* About this exercise: Copy the entries below in full, keeping them exactly as they are.

(Collected data)
——

Issue #87, opened 2016-02-20
Extra space in empty node


JayXon:
`<node/>` will become `<node />` even if format_raw is set.
Is this intended?

zeux:
This is intended.

pugixml does not keep internal whitespace inside nodes for performance/memory reasons. So format_raw emits XML with a fixed markup which for I guess style/historical reasons ended up having a space before /.

JayXon:
Thanks for the response.
IMHO people would care more about XML size than style if they are using format_raw since it's usually used in serialization and it's not intended to be read by humans.

zeux:
Right, so there is no way to preserve the formatting in general - but it is of course possible to change format_raw output to always remove the space.

It does make sense, I guess - this may be literally the only character that's printed in format_raw mode that is not *required* to be there for XML to round-trip... I'll look into this a bit more.

zeux:
Changing this breaks 110 unit tests :) which is not surprising and easy to fix.
I have no way of knowing whether any users depend on the existing behavior. Most likely the answer is "no", and there have been some minor formatting changes in the past like that.

Libraries that always add a space:
* .NET (XmlWriter)
* TinyXML
* Python xml.etree.ElementTree

Libraries that don't add a space:
* libxml2
* rapidxml
* TinyXML2
* Python xml.dom.minidom

PR #95, opened 2016-04-13
Add flag format_no_empty_element_space to omit space before end of self-closing element tags

rolftimmermans:
Empty elements are serialised to `<element />`. The space is not necessary for most XML parsers. Unfortunately it's not configurable. So to get the minimal XML size, it could be useful to omit the space.

I've added the option `format_no_empty_element_space` to control this.

I'd much prefer the omission of the space to be the default, but obviously that could break existing code.


zeux:
I actually already have the change that removes the space if you use format_raw. Not too worried about this breaking code - format_raw is not used as often as other types of formatting, and I can't see an application relying on the extra space.

rolftimmermans:
Well that works for me! 😄

zeux:
See #87.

——

* Task solution:
Issue #87, opened 2016-02-20
Extra space in empty node


JayXon:
`<node/>` will become `<node />` even if format_raw is set.
Is this intended?

zeux:
This is intended.

pugixml does not keep internal whitespace inside nodes for performance/memory reasons. So format_raw emits XML with a fixed markup which for I guess style/historical reasons ended up having a space before /.

JayXon:
Thanks for the response.
IMHO people would care more about XML size than style if they are using format_raw since it's usually used in serialization and it's not intended to be read by humans.

zeux:
Right, so there is no way to preserve the formatting in general - but it is of course possible to change format_raw output to always remove the space.

It does make sense, I guess - this may be literally the only character that's printed in format_raw mode that is not *required* to be there for XML to round-trip... I'll look into this a bit more.

zeux:
Changing this breaks 110 unit tests :) which is not surprising and easy to fix.
I have no way of knowing whether any users depend on the existing behavior. Most likely the answer is "no", and there have been some minor formatting changes in the past like that.

Libraries that always add a space:
* .NET (XmlWriter)
* TinyXML
* Python xml.etree.ElementTree

Libraries that don't add a space:
* libxml2
* rapidxml
* TinyXML2
* Python xml.dom.minidom

PR #95, opened 2016-04-13
Add flag format_no_empty_element_space to omit space before end of self-closing element tags

rolftimmermans:
Empty elements are serialised to `<element />`. The space is not necessary for most XML parsers. Unfortunately it's not configurable. So to get the minimal XML size, it could be useful to omit the space.

I've added the option `format_no_empty_element_space` to control this.

I'd much prefer the omission of the space to be the default, but obviously that could break existing code.


zeux:
I actually already have the change that removes the space if you use format_raw. Not too worried about this breaking code - format_raw is not used as often as other types of formatting, and I can't see an application relying on the extra space.

rolftimmermans:
Well that works for me! 😄

zeux:
See #87.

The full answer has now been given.